== WORK ORDER ==
Only the lines below between the ones containing "Both it and" and "it through unchanged.", inclusive, are to be reproduced, each exactly as it stands.

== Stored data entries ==
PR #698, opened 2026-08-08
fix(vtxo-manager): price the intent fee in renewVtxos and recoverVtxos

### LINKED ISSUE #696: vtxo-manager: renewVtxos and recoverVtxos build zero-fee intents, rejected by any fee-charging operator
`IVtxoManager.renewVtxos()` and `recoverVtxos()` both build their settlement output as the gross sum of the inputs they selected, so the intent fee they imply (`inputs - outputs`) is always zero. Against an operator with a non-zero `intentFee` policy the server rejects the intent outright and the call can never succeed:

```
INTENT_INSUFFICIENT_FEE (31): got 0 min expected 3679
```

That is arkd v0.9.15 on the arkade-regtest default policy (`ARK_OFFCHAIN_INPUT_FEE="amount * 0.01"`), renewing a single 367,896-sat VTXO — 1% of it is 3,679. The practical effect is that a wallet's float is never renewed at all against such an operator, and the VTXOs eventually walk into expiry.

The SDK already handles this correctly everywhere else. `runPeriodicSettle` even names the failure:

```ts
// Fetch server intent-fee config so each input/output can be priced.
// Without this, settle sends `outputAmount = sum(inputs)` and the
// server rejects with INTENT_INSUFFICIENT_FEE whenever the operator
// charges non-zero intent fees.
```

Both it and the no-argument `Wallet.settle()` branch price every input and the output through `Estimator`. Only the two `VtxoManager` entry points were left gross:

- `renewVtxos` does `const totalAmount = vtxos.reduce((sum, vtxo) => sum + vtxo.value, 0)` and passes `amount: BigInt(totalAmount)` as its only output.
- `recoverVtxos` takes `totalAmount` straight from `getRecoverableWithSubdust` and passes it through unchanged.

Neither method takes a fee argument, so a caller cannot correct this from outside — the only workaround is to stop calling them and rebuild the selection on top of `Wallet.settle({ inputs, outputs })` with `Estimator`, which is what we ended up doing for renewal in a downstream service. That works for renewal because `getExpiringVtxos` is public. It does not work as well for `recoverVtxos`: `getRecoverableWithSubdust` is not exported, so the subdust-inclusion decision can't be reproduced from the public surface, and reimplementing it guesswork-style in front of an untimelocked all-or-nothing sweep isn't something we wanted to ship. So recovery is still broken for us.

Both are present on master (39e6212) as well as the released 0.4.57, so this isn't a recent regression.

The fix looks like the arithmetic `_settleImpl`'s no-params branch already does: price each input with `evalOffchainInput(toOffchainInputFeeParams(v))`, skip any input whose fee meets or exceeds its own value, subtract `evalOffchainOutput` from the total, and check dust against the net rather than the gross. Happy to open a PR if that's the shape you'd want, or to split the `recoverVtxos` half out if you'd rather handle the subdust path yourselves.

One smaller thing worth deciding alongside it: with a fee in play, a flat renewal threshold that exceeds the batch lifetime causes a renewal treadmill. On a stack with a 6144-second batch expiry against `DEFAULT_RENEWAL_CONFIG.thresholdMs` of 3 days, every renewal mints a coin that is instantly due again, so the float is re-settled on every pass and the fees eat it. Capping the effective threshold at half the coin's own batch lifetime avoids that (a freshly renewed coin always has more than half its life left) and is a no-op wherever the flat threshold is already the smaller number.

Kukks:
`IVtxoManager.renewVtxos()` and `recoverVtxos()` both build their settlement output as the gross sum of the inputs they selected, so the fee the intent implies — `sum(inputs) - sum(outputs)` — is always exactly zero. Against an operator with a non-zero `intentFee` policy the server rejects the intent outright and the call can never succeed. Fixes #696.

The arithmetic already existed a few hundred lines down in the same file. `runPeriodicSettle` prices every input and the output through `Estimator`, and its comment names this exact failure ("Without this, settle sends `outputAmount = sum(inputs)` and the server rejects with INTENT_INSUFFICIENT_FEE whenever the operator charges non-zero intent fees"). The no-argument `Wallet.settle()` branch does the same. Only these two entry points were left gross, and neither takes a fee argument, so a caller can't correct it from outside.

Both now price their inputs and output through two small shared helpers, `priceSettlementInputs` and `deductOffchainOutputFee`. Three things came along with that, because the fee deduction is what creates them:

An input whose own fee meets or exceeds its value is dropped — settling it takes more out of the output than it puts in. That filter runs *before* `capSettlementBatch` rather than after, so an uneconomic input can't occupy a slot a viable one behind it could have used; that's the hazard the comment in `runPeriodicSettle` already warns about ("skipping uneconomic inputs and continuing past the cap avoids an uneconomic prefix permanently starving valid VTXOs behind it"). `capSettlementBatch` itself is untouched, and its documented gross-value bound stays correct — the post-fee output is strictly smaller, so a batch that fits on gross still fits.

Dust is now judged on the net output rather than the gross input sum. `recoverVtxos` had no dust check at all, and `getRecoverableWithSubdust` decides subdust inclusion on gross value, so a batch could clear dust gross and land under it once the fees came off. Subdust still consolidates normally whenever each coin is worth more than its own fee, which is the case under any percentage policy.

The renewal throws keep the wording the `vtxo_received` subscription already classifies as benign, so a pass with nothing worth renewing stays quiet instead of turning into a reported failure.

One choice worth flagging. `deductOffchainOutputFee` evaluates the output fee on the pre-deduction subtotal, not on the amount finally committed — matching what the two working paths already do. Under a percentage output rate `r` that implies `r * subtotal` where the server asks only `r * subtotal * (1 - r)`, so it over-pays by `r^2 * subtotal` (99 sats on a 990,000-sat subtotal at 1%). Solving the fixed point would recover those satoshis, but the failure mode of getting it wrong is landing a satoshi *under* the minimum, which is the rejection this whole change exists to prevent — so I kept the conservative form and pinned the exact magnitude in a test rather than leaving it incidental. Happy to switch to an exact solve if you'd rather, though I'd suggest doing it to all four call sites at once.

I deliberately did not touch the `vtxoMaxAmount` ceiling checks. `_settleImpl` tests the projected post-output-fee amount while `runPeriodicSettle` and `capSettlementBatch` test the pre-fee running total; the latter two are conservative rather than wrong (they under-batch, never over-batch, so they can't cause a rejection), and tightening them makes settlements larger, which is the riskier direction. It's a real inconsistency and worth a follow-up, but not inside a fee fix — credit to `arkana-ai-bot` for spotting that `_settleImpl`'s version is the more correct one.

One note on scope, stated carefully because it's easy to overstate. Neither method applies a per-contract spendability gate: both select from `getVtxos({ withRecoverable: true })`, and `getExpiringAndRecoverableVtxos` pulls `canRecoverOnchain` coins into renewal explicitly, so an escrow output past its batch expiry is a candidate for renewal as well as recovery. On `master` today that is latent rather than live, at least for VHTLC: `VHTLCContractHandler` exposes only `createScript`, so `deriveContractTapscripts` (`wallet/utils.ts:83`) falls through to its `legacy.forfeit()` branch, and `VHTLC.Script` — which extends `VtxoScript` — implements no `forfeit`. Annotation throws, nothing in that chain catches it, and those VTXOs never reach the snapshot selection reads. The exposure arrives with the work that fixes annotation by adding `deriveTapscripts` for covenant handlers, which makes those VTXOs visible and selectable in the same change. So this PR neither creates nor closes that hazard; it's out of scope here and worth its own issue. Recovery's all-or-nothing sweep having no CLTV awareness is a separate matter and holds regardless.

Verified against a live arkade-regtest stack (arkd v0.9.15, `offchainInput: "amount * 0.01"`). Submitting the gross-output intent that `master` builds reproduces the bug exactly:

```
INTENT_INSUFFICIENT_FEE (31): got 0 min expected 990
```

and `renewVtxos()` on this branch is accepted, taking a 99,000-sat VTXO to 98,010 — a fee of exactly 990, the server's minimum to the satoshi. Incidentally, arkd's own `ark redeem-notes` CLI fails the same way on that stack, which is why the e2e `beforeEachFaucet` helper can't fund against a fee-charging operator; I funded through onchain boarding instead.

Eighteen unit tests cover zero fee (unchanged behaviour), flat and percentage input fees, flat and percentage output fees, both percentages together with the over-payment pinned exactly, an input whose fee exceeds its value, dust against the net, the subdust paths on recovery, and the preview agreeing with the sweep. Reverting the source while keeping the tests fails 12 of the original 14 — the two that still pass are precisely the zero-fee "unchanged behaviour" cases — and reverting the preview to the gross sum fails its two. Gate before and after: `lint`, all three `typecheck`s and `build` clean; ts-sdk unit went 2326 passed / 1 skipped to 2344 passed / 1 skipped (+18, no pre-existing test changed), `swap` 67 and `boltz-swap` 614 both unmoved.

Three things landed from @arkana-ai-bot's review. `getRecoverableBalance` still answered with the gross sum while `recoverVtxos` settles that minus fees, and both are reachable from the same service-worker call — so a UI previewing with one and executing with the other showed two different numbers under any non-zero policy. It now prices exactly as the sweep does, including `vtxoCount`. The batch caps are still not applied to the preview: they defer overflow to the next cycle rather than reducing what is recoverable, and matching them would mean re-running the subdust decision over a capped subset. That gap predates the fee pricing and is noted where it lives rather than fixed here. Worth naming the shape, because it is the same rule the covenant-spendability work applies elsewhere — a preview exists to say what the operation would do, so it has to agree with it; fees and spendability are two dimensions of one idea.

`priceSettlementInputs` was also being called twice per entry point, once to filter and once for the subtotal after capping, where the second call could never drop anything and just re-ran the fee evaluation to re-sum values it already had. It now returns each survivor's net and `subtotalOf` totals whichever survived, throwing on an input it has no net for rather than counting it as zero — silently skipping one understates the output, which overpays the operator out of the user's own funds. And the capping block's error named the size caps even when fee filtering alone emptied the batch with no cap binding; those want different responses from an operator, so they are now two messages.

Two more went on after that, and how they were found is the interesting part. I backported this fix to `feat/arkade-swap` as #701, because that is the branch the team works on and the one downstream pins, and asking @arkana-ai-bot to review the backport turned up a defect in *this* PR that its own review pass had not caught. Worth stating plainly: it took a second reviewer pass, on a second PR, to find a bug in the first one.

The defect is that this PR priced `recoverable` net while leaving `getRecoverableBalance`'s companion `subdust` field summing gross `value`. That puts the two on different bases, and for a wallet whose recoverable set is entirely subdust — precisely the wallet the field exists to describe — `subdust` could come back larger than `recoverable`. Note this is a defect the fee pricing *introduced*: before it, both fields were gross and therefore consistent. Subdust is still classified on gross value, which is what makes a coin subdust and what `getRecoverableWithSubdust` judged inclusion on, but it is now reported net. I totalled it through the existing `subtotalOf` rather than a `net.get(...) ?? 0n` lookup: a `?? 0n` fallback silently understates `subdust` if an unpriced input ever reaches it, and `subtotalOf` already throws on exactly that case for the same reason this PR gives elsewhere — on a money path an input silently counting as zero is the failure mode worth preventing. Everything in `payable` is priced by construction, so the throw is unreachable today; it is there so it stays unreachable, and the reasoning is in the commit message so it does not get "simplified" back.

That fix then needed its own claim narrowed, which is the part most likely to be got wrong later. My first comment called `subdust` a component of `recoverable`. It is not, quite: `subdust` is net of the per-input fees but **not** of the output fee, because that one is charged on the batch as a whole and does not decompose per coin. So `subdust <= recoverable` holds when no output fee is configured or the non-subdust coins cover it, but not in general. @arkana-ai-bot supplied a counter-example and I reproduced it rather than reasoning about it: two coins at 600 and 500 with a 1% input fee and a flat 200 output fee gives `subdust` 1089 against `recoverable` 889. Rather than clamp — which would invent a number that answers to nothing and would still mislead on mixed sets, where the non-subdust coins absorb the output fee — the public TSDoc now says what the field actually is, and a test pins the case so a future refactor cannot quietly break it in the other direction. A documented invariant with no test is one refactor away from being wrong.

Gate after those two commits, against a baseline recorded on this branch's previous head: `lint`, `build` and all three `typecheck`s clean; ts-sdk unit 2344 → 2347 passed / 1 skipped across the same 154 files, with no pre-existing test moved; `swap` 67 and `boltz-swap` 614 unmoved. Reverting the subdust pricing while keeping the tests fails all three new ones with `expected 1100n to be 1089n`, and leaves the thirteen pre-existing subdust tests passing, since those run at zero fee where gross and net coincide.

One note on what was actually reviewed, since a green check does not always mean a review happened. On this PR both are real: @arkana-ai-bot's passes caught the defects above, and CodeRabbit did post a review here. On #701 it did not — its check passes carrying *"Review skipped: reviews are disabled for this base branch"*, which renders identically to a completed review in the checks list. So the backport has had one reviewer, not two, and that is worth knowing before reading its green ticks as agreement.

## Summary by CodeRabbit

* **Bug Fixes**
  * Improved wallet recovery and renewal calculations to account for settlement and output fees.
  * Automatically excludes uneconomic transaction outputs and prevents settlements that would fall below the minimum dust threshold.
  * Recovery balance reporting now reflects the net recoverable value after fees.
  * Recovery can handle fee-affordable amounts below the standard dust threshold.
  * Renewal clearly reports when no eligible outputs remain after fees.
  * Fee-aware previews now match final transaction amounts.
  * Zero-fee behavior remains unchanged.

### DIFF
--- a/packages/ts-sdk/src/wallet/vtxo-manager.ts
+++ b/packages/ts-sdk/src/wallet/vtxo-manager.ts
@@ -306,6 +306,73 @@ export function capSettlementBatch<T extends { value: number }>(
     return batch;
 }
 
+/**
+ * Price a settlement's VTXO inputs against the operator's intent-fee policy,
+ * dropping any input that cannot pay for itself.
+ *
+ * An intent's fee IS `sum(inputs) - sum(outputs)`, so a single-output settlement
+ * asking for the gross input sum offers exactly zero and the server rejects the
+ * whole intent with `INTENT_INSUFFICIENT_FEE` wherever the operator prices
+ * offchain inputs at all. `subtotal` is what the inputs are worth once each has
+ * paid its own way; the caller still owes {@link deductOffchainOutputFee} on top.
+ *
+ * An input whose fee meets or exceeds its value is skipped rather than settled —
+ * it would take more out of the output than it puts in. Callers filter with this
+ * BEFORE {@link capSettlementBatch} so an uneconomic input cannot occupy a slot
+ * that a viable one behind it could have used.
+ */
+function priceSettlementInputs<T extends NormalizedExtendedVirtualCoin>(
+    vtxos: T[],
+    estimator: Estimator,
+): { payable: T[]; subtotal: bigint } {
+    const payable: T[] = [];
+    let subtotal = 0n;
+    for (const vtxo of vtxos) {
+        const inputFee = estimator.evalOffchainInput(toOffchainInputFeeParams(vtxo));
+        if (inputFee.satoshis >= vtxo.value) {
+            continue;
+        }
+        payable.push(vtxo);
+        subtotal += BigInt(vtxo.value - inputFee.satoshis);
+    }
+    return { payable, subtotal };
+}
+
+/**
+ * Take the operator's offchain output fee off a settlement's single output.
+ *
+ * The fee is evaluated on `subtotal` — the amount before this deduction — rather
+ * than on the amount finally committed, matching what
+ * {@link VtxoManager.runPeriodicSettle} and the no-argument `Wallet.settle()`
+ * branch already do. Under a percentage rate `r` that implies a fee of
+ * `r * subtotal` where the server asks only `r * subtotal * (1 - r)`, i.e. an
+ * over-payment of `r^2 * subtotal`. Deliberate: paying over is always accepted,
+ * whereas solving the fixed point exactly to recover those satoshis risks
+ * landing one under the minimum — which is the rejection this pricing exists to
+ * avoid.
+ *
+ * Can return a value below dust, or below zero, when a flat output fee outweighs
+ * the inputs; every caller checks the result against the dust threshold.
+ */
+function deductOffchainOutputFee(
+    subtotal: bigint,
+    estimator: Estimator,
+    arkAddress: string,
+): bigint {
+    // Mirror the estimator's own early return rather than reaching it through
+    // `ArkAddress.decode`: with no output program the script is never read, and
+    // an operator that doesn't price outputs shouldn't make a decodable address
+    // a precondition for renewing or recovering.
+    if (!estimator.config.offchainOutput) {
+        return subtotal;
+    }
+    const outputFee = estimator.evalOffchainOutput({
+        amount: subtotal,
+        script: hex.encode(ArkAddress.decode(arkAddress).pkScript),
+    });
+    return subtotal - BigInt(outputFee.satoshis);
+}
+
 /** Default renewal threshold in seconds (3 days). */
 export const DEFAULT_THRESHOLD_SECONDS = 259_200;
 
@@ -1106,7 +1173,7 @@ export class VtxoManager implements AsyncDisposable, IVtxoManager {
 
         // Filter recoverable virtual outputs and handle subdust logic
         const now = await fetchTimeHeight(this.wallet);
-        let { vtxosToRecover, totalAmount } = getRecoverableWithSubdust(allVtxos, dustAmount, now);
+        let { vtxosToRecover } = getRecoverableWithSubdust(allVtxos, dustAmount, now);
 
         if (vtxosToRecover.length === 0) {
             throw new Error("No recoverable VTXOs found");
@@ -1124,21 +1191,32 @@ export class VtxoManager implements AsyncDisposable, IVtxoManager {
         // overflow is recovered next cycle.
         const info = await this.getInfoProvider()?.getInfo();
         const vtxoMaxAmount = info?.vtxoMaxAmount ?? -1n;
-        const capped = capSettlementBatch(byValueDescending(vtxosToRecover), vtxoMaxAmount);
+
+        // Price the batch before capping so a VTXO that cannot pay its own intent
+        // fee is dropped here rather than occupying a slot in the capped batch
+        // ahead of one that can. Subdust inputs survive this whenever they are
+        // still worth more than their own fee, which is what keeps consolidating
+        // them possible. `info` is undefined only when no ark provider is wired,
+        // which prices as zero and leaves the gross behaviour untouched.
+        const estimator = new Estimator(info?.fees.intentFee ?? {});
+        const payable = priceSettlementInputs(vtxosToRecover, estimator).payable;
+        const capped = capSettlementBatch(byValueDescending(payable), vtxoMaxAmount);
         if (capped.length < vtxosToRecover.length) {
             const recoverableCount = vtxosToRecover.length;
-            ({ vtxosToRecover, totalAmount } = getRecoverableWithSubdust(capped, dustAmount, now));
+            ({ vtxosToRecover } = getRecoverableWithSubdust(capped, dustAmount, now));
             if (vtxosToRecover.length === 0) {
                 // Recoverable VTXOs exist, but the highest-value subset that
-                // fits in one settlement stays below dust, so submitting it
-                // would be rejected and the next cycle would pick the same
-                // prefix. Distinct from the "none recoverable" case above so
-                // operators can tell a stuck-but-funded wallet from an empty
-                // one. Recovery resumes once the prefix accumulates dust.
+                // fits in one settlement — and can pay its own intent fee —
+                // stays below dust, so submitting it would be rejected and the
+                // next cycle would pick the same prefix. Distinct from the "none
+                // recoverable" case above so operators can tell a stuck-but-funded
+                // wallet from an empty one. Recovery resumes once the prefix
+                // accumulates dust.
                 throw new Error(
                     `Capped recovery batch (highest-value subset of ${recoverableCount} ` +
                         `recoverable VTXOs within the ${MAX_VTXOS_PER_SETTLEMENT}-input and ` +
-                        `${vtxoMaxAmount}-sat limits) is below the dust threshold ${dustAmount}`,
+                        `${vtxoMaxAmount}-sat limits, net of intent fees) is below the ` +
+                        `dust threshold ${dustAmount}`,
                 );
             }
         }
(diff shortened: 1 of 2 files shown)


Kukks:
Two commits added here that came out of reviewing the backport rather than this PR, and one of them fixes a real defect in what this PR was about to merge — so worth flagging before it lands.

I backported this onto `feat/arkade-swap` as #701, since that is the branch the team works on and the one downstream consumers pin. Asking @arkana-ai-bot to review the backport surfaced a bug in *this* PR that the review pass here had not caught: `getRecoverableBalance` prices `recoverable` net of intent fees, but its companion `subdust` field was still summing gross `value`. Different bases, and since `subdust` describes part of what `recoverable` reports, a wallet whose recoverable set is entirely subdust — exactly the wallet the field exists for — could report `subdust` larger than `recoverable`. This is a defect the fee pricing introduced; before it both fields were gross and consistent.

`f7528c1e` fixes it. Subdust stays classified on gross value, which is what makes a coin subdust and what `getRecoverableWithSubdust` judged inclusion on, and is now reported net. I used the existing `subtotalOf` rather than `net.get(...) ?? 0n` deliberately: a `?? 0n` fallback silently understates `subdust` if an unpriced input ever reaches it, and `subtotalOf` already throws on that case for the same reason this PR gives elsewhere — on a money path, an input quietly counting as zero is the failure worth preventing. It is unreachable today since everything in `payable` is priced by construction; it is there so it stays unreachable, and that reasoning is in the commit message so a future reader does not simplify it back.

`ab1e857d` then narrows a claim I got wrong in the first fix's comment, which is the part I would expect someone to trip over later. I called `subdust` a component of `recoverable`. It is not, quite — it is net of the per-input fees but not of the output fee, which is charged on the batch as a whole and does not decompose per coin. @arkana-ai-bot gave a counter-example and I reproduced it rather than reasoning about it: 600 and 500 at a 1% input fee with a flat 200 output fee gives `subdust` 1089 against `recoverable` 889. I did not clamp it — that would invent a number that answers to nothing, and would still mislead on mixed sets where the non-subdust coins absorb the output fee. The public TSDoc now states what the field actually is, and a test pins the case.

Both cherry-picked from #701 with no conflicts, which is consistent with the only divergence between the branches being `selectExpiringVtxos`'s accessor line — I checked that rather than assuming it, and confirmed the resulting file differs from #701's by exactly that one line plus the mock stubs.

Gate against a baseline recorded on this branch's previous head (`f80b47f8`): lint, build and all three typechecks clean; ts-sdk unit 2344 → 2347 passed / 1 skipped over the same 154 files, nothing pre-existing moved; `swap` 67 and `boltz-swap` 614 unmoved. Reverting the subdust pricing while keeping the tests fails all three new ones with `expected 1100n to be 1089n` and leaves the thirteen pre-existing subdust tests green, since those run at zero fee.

== ANSWER TO THIS TASK ==
Both it and the no-argument `Wallet.settle()` branch price every input and the output through `Estimator`. Only the two `VtxoManager` entry points were left gross:

- `renewVtxos` does `const totalAmount = vtxos.reduce((sum, vtxo) => sum + vtxo.value, 0)` and passes `amount: BigInt(totalAmount)` as its only output.
- `recoverVtxos` takes `totalAmount` straight from `getRecoverableWithSubdust` and passes it through unchanged.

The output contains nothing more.